The statute states that notice may be provided either by written notice or by electronic notice, if the
electronic notice is consistent with the federal Electronic Signatures in Global and National Commerce
Act of 2000 (known as “E-SIGN”). Alternatively, the business may opt to provide “substitute notice” if it
can show that the cost of providing notice in one of these two manners would exceed $250,000, that
the affected class of subject persons to be notified exceeds 500,000, or that insufficient contact
information is available. Substitute notice requires that the business notify its customers by doing all of
the following: (1) e-mailing notice when it has an e-mail address for affected persons; (2)

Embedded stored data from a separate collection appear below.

PR #758, opened 2020-11-21
Enable code check

thecadams:
The server is specified by an environment variable already present in CircleCI, which is so we do not expose the URL in the codebase

### DIFF
--- a/src/settings.ts
+++ b/src/settings.ts
@@ -35,6 +35,7 @@ export const SPARKLEVERSITY_URL = "https://sparklever.se/sparkleversity";
 export const SPARKLEVERSE_COMMUNITY_URL =
   "https://www.facebook.com/groups/sparkleverse/";
 export const TICKET_URL = "https://sparklever.se/glowforth/";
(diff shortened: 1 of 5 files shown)


src/settings.ts
```diff
@@ -34,7 +34,8 @@ export const CREATE_EDIT_URL = "/admin";
 export const SPARKLEVERSITY_URL = "https://sparklever.se/sparkleversity";
 export const SPARKLEVERSE_COMMUNITY_URL =
   "https://www.facebook.com/groups/sparkleverse/";
-export const TICKET_URL = "https://qkt.io/seed2020";
+export const TICKET_URL = "https://sparklever.se/glowforth/";
+export const CODE_CHECK_ENABLED = true;
```
thecadams, line 38: This is quite hacky, but we needed to enable this systemwide to prevent workarounds.

thecadams: And in future this will be part of the venue's config.

denisdimitrov (approved):
LGTM!

PR #759, opened 2020-11-21
workaround bouncy partygoers without id + admin subvenue room fixes

0xdevalias:
Partygoers seem to be duplicated sometimes, but the duplicates don't have id's.


denisdimitrov (approved):
LGTM!

Issue #1402, opened 2021-05-15
Venue Map flickers when it opens 


soichih:
On chrome, when I first open a Venue, all the rooms are collapsed at the top for a second or so before showing the map correctly.

![image](https://user-images.githubusercontent.com/923896/118371889-9c6ea080-b57c-11eb-8820-3411c6e60ffb.png)

yarikoptic:
confirming that I was observing the same

0xdevalias:
This is definitely a common occurrence. I haven’t looked deeply into the specifics of the ‘why’ of this before, but my guess/gut feel is that it may relate to the height that is being set on the PartyMap/Map by default, which is then only changed once it is loaded. If you wanted to dig into it, that would be where I would start looking.

yarikoptic:
I did observe this issue often in the past but have not spotted it recently . I wonder if it is still relevant or was somehow resolved without #1403 which then could be closed along with this one?

mobilevinay:
migrated to zenhub, check!

PR #1403, opened 2021-05-15
Reducing flickering on the PartyMap loading 

soichih:
This fixes https://github.com/sparkletown/sparkle/issues/1402

I've also corrected a bug where `room.title` (not always unique) is used as MapRoom key - switching to array index instead.


0xdevalias:
> I've also corrected a bug where `room.title` (not always unique) is used as MapRoom key - switching to array index instead.

@soichih Array index is even worse, as the index isn’t guaranteed to always uniquely reference the same record; which causes rendering issues.

src/components/templates/PartyMap/components/Map/Map.tsx
```diff
@@ -203,9 +203,9 @@ export const Map: React.FC<MapProps> = ({
     () =>
       venue?.rooms
         ?.filter(filterEnabledRooms)
-        .map((room) => (
+        .map((room, index) => (
           <MapRoom
-            key={room.title}
+            key={index}
```
0xdevalias, line 208: See comments in https://github.com/sparkletown/sparkle/pull/1403#issuecomment-841886093 about why we never want to use the array index here.

src/components/templates/PartyMap/components/Map/Map.tsx
```diff
@@ -235,12 +235,13 @@ export const Map: React.FC<MapProps> = ({
           src={venue.mapBackgroundImageUrl ?? DEFAULT_MAP_BACKGROUND}
           alt=""
         />
-
-        <div className="party-map-grid-container" style={gridContainerStyles}>
-          {mapGrid}
-          {partygoersOverlay}
-          {roomOverlay}
-        </div>
+        {totalRows && (
```
0xdevalias, line 238: @soichih Can you please explain the intent behind your logic here please. What was the underlying issue as you see it (at a technical level), and why does this change resolve it?

0xdevalias (dismissed):
Questions/changes.

src/components/templates/PartyMap/components/Map/Map.tsx
soichih: totalRows is initialized to be 0, so this prevents rooms to be drawn until it is reset to non-0 (truthy) value thus eliminating the flicker.

src/components/templates/PartyMap/components/Map/Map.tsx
soichih: Yes, index is not guaranteed to point to the same room if rooms is "removed" from the list and if sparkle is somehow subscribing to that remove event. How often does that really happen?

If you want "correct" way, then you need to guarantee that `room.title` is always unique (not the case right now) or add another id field (overkill, in my opinion) to the collection. I believe using `index` seems to be an acceptable solution given the context. I don't really think performance is an issue here (have you tried benchmarked it?) unless you are expecting hundreds of rooms to be displayed.

src/components/templates/PartyMap/components/Map/Map.tsx
0xdevalias: That makes sense.

I wonder if there is a better way we can fix/improve this 'higher up'?

eg. (musing, these may not necessarily be good ideas)

- initialising with a better default value
- improving the `useEffect` that loads the image just to calculate it's width/height ratio
  - https://github.com/sparkletown/sparkle/blob/staging/src/components/templates/PartyMap/components/Map/Map.tsx#L71-L85
  - Potentially could use `useLayoutEffect` here instead? Though might block rendering too long while loading image?
    - https://reactjs.org/docs/hooks-reference.html#uselayouteffect
- Maybe just treating the whole map as 'loading' until we have the correct `totalRows` value calculated
- etc

---

@mike-lvov What do you think about the solution in this PR + the potential ideas I listed above + any other solutions you can think of for this?

src/components/templates/PartyMap/components/Map/Map.tsx
0xdevalias: An alternative angle to look at this from, is this change required for the main part of your PR fix here?

As this is the existing pattern used across the codebase currently, and since you're only changing one instance of it here (that doesn't seem like it is required to prevent the flickering), then it seems OOS of this PR and would be better raised in a new PR focussed on this (and consistently changed across the entire codebase)

- https://github.com/sparkletown/sparkle/search?q=key%3D%7Broom.title%7D

There are also other variations on this, that combine the `title` with the `index`, which while not perfect, reduces the likelihood of clashes even further (where there would need to be a different room object with the exact same title in the exact same index to cause an issue):

- https://github.com/sparkletown/sparkle/search?q=key%3D%7B%60room-%24%7Broom.title%7D-%24%7Bindex%7D%60%7D
  - ```key={`room-${room.title}-${index}`}```

The `room-` string is superfluous here, so it could just be written as something like:

```
key={`${room.title}-${index}`}
```

This is the general pattern that we use across the codebase in these instances where we don't otherwise have a consistent unique identifier.

src/components/templates/PartyMap/components/Map/Map.tsx
mike-lvov: Anyway, {totalRows &} will result in displaying `0` on the Map, which we want to avoid. moving it to `hasRows` const and using that value to display loading is a better approach IMO

soichih: How about `{(totalRows > 0) & ... }`?  You should avoid creating unnecessary variables / states, etc.

0xdevalias: > You should avoid creating unnecessary variables / states, etc.

Extracting a const with a semantic name has negligible impact on performance/etc, while increasing the semantic readability of the code, so it’s a pattern we often follow.

0xdevalias: > Anyway, {totalRows &} will result in displaying 0 on the Map, which we want to avoid

@mike-lvov Will it? 0 is a falsy value, so I believe it wouldn’t render and be fine (though it’s not as explicit/obvious code at first ‘read’ as we could make it)

mike-lvov: > Will it? 0 is a falsy value, so I believe it wouldn’t render and be fine

It will

0xdevalias: - https://reactjs.org/docs/conditional-rendering.html#inline-if-with-logical--operator
  - > Note that returning a falsy expression will still cause the element after && to be skipped but will return the falsy expression. In the example below, `<div>0</div>` will be returned by the render method.

@mike-lvov Seems you're correct.. I didn't realise it worked that way here.. weird implementation choice on React's side of things.

mike-lvov: > How about {(totalRows > 0) & ... }? You should avoid creating unnecessary variables / states, etc.

I like this idea, if you move that to a const as per 
> Extracting a const with a semantic name has negligible impact on performance/etc, while increasing the semantic readability of the code, so it’s a pattern we often follow

dmitrymarchuk: - Reverted back to `room.title`. Gonna make a separate PR where will try to change all occurrences of `index` as a key to `key={`${room.title}-${index}`}` as @0xdevalias suggested.
- extracted `const hasRows = totalRows > 0`
in https://github.com/sparkletown/sparkle/pull/1403/commits/b5dc99e44573b1e11404f11e41121f3105e299c7

mike-lvov (approved):
LGTM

conspicuously posting the notice on its web site (if it maintains one); and (3) notifying major statewide
media.
There are two notable exceptions to the statute’s demands. First, the law only applies to
breaches involving “unencrypted personal information.” While the statute does not define what is
meant by “unencrypted,” businesses that use some form of encryption to protect personal information
can probably take the position that they are exempt from the obligation to provide notice of a security
breach. Second, with regard to its notification procedures, businesses that maintain their own
notification procedures that are comparable to the statute’s requirements will be deemed in compliance
with the statute’s notification provisions.
Failure to comply with the law may result in a consumer action for an injunction or damages.